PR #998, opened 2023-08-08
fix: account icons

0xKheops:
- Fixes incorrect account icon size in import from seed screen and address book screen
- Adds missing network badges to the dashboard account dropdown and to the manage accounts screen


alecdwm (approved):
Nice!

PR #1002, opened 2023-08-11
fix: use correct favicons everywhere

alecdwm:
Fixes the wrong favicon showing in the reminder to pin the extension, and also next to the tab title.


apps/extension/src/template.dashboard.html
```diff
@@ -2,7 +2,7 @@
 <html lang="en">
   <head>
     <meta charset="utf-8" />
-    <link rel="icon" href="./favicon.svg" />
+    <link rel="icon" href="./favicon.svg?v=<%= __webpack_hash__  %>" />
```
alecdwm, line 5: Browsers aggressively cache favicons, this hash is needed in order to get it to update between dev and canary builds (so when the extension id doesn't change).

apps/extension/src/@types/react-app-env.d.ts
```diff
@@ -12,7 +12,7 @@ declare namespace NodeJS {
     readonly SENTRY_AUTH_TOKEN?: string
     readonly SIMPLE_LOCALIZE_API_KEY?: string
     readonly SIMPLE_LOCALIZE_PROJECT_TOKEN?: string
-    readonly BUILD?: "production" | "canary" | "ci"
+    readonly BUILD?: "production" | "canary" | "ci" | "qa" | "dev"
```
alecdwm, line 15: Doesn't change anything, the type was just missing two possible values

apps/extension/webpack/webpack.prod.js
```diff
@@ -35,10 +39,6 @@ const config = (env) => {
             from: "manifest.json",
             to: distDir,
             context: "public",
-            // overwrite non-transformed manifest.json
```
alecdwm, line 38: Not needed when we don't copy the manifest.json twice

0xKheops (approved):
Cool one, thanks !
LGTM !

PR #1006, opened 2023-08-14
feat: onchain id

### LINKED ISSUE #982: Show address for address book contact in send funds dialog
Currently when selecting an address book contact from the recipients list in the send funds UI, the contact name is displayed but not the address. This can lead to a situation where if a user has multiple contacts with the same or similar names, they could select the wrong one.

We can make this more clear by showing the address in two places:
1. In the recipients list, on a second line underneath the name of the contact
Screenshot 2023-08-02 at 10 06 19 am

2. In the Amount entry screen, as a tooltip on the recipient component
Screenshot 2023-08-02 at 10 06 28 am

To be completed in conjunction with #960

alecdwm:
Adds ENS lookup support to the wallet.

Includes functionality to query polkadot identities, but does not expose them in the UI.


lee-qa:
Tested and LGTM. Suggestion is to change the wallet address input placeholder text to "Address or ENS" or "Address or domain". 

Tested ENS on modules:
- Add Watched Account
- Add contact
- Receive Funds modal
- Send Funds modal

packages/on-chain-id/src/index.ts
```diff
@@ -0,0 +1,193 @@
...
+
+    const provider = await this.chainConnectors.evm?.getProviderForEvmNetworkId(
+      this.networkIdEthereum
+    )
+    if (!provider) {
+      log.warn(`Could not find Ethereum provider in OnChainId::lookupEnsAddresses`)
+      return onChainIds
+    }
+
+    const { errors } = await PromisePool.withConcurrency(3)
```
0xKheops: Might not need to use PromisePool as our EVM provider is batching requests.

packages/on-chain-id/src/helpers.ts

* * * * * * * * *

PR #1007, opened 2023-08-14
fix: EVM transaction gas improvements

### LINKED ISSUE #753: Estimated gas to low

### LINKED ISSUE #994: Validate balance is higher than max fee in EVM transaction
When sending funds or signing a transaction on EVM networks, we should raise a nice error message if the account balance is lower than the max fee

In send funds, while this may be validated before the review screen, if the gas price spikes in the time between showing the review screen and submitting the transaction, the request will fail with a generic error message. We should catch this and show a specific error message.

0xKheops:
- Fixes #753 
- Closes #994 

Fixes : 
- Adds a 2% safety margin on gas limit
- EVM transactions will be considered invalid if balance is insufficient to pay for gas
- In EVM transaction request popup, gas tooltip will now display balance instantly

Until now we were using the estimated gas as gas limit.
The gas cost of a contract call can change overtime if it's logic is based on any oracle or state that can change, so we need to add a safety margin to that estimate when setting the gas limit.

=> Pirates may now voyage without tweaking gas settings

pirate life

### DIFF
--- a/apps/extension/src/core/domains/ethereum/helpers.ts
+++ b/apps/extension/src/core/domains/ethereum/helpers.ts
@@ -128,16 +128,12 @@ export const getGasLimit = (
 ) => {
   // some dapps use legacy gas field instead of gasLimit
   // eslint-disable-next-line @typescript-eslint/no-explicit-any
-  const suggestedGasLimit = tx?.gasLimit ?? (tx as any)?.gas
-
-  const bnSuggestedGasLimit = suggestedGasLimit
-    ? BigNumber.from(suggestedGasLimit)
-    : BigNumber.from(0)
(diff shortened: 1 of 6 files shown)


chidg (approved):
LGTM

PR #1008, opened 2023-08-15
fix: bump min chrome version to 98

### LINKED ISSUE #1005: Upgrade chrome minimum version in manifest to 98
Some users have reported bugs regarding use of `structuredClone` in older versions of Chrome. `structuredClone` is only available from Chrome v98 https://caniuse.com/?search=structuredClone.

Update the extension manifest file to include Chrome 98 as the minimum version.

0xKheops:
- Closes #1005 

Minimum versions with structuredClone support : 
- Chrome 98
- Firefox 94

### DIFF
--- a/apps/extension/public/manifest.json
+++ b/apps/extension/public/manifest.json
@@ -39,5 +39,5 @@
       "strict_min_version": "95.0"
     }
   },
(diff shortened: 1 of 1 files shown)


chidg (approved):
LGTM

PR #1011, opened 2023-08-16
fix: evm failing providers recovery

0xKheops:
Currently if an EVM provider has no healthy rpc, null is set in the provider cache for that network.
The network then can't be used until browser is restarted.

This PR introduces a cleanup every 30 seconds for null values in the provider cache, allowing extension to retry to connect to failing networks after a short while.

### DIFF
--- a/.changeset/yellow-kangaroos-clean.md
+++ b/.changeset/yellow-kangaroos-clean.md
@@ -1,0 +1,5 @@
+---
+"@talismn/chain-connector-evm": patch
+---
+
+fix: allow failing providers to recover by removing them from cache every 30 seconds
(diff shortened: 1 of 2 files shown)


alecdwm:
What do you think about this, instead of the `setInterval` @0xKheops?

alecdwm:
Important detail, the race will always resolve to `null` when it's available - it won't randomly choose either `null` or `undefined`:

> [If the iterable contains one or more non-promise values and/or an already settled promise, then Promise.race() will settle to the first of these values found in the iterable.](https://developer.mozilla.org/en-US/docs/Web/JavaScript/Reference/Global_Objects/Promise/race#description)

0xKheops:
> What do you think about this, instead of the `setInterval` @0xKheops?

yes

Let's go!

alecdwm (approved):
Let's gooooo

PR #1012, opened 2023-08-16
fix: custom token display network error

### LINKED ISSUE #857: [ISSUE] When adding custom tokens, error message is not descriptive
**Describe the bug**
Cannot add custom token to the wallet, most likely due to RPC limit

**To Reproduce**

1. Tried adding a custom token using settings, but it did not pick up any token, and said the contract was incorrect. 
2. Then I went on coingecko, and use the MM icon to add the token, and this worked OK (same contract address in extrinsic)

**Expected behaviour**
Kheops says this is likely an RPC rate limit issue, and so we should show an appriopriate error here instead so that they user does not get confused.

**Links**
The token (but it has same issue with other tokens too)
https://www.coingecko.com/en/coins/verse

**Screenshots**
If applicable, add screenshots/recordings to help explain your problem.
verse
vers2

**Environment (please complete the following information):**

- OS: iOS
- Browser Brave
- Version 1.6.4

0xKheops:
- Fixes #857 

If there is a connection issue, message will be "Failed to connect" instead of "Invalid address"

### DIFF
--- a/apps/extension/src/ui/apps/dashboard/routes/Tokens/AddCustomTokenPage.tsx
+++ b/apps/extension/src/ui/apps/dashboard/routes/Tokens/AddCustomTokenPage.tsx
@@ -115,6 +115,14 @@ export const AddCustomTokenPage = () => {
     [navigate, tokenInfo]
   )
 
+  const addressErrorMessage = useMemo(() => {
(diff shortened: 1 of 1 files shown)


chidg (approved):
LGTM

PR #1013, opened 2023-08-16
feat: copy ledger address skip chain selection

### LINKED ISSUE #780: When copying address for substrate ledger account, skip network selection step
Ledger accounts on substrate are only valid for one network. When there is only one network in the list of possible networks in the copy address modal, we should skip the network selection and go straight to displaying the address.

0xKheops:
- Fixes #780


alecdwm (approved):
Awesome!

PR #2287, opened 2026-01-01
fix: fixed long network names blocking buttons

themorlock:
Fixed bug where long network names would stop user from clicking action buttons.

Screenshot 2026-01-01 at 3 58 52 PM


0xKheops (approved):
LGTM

* * * * * * * * *

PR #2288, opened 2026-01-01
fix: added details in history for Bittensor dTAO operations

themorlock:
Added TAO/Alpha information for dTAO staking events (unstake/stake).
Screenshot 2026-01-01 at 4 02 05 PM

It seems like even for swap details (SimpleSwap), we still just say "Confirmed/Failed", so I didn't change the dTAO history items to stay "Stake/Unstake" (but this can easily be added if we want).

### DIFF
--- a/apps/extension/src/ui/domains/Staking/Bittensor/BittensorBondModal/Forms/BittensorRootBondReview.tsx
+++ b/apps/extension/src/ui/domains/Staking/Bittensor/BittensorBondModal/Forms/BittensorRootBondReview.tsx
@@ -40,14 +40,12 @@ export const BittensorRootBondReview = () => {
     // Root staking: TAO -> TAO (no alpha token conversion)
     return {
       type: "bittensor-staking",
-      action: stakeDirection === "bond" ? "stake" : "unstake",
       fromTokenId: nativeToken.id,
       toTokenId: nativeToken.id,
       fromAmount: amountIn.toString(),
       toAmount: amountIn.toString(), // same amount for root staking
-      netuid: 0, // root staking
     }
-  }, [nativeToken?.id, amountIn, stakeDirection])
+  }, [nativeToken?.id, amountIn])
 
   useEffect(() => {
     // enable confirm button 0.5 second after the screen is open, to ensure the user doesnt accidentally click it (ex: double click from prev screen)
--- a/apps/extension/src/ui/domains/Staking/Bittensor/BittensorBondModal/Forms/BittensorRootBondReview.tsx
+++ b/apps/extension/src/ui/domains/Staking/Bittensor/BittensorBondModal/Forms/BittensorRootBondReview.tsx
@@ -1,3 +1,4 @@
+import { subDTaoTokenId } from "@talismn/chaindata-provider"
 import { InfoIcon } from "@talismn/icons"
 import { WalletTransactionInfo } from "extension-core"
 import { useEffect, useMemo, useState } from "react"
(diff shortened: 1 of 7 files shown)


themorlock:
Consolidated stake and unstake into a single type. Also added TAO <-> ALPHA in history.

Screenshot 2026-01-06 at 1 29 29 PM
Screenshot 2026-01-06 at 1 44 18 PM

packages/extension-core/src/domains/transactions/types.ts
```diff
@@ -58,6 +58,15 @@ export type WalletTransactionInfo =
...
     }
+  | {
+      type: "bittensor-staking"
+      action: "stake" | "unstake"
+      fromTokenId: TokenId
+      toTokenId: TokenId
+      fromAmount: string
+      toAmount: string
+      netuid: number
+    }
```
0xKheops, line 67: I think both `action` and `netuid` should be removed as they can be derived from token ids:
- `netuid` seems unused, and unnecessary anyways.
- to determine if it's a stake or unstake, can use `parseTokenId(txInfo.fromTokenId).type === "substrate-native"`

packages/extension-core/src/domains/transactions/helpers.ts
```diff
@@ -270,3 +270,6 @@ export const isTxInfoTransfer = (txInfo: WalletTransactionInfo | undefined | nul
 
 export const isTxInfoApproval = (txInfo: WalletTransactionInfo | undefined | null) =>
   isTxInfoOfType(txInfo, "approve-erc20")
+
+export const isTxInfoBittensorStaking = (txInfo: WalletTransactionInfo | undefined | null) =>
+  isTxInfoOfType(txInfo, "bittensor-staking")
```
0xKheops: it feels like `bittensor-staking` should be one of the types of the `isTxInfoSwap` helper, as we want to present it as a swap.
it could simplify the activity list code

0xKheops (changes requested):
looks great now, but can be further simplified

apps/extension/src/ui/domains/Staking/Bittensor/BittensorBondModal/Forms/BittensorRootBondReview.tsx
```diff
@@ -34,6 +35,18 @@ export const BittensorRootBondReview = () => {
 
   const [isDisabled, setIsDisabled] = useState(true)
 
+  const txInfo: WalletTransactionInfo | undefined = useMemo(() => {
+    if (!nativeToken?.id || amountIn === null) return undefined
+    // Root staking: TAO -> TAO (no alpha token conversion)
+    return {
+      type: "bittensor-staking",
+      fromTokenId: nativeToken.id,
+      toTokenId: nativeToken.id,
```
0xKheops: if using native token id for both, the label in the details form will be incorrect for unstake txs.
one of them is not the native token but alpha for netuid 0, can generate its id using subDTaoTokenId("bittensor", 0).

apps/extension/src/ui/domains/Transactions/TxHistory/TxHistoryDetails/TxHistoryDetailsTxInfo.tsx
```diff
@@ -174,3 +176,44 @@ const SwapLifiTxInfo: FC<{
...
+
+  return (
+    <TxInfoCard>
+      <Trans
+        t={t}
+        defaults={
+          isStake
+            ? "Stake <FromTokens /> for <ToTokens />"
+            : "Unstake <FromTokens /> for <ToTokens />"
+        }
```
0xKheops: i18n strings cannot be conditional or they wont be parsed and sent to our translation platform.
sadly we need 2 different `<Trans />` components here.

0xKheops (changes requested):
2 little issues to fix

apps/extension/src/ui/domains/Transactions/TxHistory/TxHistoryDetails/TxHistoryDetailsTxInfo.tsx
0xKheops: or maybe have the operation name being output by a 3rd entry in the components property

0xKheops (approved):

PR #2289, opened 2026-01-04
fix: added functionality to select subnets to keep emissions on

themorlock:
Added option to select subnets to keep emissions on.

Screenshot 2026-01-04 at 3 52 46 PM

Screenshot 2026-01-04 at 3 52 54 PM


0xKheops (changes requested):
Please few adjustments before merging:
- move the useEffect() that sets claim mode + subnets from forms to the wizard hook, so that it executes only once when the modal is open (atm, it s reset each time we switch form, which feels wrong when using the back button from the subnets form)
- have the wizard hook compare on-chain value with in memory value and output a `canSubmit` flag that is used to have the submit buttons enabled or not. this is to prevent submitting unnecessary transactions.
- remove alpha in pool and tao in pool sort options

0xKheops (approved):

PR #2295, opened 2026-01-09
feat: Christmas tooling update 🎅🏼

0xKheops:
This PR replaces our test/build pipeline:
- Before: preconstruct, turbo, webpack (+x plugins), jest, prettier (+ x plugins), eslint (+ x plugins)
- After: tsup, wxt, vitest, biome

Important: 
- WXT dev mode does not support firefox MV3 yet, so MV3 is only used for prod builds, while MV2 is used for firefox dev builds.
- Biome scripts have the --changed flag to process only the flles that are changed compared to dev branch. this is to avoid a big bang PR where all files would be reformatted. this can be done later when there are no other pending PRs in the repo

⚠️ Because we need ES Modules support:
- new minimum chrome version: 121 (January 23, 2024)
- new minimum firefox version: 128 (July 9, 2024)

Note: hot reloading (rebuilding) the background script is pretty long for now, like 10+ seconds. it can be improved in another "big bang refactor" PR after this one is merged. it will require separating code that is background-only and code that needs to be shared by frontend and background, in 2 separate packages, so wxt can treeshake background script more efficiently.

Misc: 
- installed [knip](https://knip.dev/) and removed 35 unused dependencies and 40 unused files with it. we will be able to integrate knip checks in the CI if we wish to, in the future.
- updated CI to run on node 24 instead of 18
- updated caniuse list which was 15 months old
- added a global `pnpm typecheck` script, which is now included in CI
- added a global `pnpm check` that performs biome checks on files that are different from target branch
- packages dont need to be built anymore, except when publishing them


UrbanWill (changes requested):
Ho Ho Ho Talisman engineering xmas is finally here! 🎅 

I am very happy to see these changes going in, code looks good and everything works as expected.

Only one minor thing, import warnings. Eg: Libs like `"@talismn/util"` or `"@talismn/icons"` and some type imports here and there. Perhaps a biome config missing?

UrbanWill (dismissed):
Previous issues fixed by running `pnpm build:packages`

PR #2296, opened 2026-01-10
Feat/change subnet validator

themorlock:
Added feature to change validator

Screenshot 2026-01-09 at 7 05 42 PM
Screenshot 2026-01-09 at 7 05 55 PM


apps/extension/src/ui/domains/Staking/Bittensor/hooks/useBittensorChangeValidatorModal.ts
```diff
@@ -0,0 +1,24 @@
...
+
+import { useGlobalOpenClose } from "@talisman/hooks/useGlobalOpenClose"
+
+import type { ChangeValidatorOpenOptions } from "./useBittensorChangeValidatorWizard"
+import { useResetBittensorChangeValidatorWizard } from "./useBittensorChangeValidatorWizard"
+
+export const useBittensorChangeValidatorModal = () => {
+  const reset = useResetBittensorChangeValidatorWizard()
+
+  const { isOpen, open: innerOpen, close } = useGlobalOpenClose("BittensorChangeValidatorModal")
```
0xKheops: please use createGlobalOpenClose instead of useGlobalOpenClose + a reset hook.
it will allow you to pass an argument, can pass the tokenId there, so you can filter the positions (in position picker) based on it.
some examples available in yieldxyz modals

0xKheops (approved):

* * * * * * * * *

Above are records; repeat only the lines starting at the line with "PR #998, opened 2023-08-08" and ending at the line with "PR #1002, opened 2023-08-11", exactly as they appear, both included.

PR #998, opened 2023-08-08
fix: account icons

0xKheops:
- Fixes incorrect account icon size in import from seed screen and address book screen
- Adds missing network badges to the dashboard account dropdown and to the manage accounts screen


alecdwm (approved):
Nice!

PR #1002, opened 2023-08-11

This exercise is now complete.